The cultivation and isolation of Legionella from clinical specimens remains the gold standard for diagnosis.⁹⁶ Studies have shown that Legionella can be isolated from 66% of cases. If samples are collected within 2 days of admission, Legionella can be isolated from 80% of cases.⁹⁷ However, many factors limit the sensitivity of culture. First, experienced laboratories are required for the isolation and cultivation of Legionella. A survey by the College of American Pathologists showed that up to two-thirds of microbiology laboratories in the United States are unable to cultivate pure L. pneumophila isolates. Similarly, in China, the number of such laboratories is extremely limited.⁹⁸ Second, the use of selective agar and sample pretreatment (heat or acid) is not straightforward. Given the relatively low prevalence of Legionellosis, these methods lack sufficient cost-effectiveness, and culture requires 3–5 days.⁹⁹ In addition, to improve the specificity of pneumonia diagnosis caused by pyogenic bacteria, laboratories usually reject sputum specimens containing squamous epithelial cells or few polymorphonuclear leukocytes.
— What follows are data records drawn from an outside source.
PR #1352, opened 2023-10-25
Remove extra permission checks that break API

Crabcyborg:
Fixes https://github.com/Strategy11/formidable-pro/issues/4485

These permission checks don't appear to be necessary.

The function `can_install_addon_api` is called from our API, so the user is not logged in and doesn't have this permission. Instead the token is verified using `hash_equals` against the DB record.

The `install_addon` function is called in one function only, `download_and_activate`.

`download_and_activate` is only called when the API token is valid, or via `ajax_install_addon` which goes through `install_addon_permissions` which handles the permission check, so this permission check happens twice.

### DIFF
--- a/classes/controllers/FrmAddonsController.php
+++ b/classes/controllers/FrmAddonsController.php
@@ -1024,8 +1024,6 @@ class FrmAddonsController {
 	 * @since 3.04.02
 	 */
 	protected static function install_addon() {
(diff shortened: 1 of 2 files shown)


omidakhavans (approved):
It's looking good.

Crabcyborg:
Thanks @omidakhavans!

PR #1304, opened 2023-09-27
Introduce Form Templates Page

shervElmi:
This PR introduces a new "Form Templates" page within the Formidable Admin Panel. The Form Templates page allows users to either start from scratch with a blank form or choose from a selection of pre-built templates.

## QA URL:
https://qa.formidableforms.com/sherv/wp-admin/admin.php?page=formidable-form-templates

## Testing Instructions:
1. Make sure you have Formidable PRO installed and activated on the **[`introduce-form-templates` branch](https://github.com/Strategy11/formidable-pro/tree/introduce-form-templates)**.
    - **Formidable PRO PR**: [https://github.com/Strategy11/formidable-pro/pull/4483](https://github.com/Strategy11/formidable-pro/pull/4483)
2. Confirm that the designs on the Form Templates page match those in the Figma file. **[Figma Design File](https://www.figma.com/file/x8Epd7CJLLY6JIyPoCMPvc/Create-Form?type=design&node-id=1864-17378&mode=dev)**
4. Review the video introductions (Part One and Part Two) and verify that every part of the feature works as shown.

### Updated Custom Templates and Ready-Made Solutions
https://www.loom.com/share/4657fb8d47c2437d879e807ee851bacb?sid=93082411-a37c-4d31-a762-6cfc400418cb

### Part One
https://www.loom.com/share/d8ed343652dd4ed3b817a8d2d54ae284

### Part Two
https://www.loom.com/share/7fa9d217b98e448b8e1419531f86b710

## Checklist
- [x] Write PHPUnit Tests.
- [x] Test real licenses, including (Basic, Pro, Business, Elite, and expired)

PR #1356, opened 2023-10-30
Dashboard UI

Liviu-p:
QA Link
https://qa.formidableforms.com/liviu/wp-admin/admin.php?page=formidable-dashboard

More details: are available in this PR: https://github.com/Strategy11/formidable-pro/pull/4548


classes/controllers/FrmDashboardController.php
```diff
@@ -0,0 +1,497 @@
...
+					'display' => self::display_counter_cta( 'entries', $counters_value['entries'], $latest_available_form ),
+					'title'   => esc_html__( 'Add Entry', 'formidable' ),
+					'link'    => $add_entry_cta_link,
+				),
+				'counter' => $counters_value['entries'],
+			),
+		);
+
+		$pro_counters_placeholder = array(
+			array(
```
Crabcyborg, line 128: Could we add a function to cover the defaults here to cut back on some duplicate code?

I picture it returning one of these arrays, with a few of the values already set by default: `'counter' => 0`, `'type' => 'default'`, `'disabled' => true`. It could accept a `$heading` and `$tooltip` parameter to finish the array.

classes/controllers/FrmDashboardController.php
```diff
@@ -0,0 +1,497 @@
...
+
+	/**
+	 * Init view args for entries placeholder.
+	 *
+	 * @param array $forms_count The total forms count. If there are no any forms yet, we'll have CTA pointing to creating a form.
+	 * @return array
+	 */
+	private static function view_args_entries_placeholder( $forms_count ) {
+
+		if ( 0 === (int) $forms_count ) {
```
Crabcyborg, line 216: For a check like this, I'd generally just reduce it to `if ( ! $forms_count ) {`. I don't think the strict checking is necessary here.

classes/controllers/FrmDashboardController.php
```diff
@@ -0,0 +1,497 @@
...
+		return true;
+	}
+
+	/**
+	 * Hide 3rd party notifications from dashboard
+	 *
+	 * @return void
+	 */
+	public static function remove_admin_notices_on_dashboard() {
+		if ( 'formidable-dashboard' !== FrmAppHelper::simple_get( 'page', 'sanitize_title' ) ) {
```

Some patients with Legionellosis produce little sputum or non-purulent sputum, and it is crucial to culture such specimens immediately.^100,101

Polymerase chain reaction (PCR) is a molecular method capable of detecting all known Legionella infections. It is characterized by high specificity, sensitivity, and rapid turnaround time. The application of PCR overcomes limitations related to pathogen viability and species identification, with a specificity of 95%-100%. However, PCR is not ideal for detecting non-respiratory samples such as urine and serum. In addition, this method makes it difficult to evaluate the activity of pathogenic bacteria (after exposure to antibiotics).^102,103 Moreover, metagenomic next-generation sequencing (mNGS), as a revolutionary technology, is applicable to critically ill patients with rapidly progressive Legionella infections and concomitant infections, especially providing clinical guidance for the management of immunosuppressed patients. However, due to its high cost and the lack of a standardized interpretation standard, mNGS has not yet been adopted as a routine clinical diagnostic tool.¹⁰⁴

Advances in detection technology have improved Legionella diagnostics. Novel biomarkers such as ribosomal proteins L7/L12 and interleukin-17A (IL-17A) show strong diagnostic potential.¹⁰⁵ CRISPR-Cas-based detection enables strip-based readout within 30 minutes with single-copy sensitivity, making it highly suitable for emergency and primary care settings.¹⁰⁶ Loop-mediated isothermal amplification (LAMP) offers excellent sensitivity and holds promising potential for portable applications.¹⁰⁷ Targeted next-generation sequencing (tNGS) combines high sensitivity, high throughput, and low cost and may further enhance diagnostic accuracy through integration with dynamic primers.¹⁰⁸

Antibacterial Treatment

The high mortality rate of Legionellosis without timely treatment underscores the clinical priority principle: early diagnosis and prompt, effective antibiotic therapy, along with management of complications such as respiratory failure, hepatic and renal dysfunction, and neurological involvement.¹⁰⁹ Legionella is an intracellular pathogen residing in tissues and alveolar macrophages, which means that anti-Legionella drugs should accumulate and be biologically active within cells.¹¹⁰ The IDSA/ATS guidelines recommend that, when treating bacterial community-acquired pneumonia, antibiotics covering atypical pathogens should be considered. For Legionella, macrolides (such as azithromycin, clarithromycin) and quinolones (such as levofloxacin, moxifloxacin) are recommended as first-line treatments, and other drugs such as doxycycline, rifampicin, and compound sulfamethoxazole.^111,112 New-generation antibiotics —including sitafloxacin (a novel fluoroquinolone), omadacycline (a new-generation tetracycline), and lefamulin (a pleuromutilin)—exhibit potent antibacterial activity and broaden the available therapeutic options¹¹³ (Table 3).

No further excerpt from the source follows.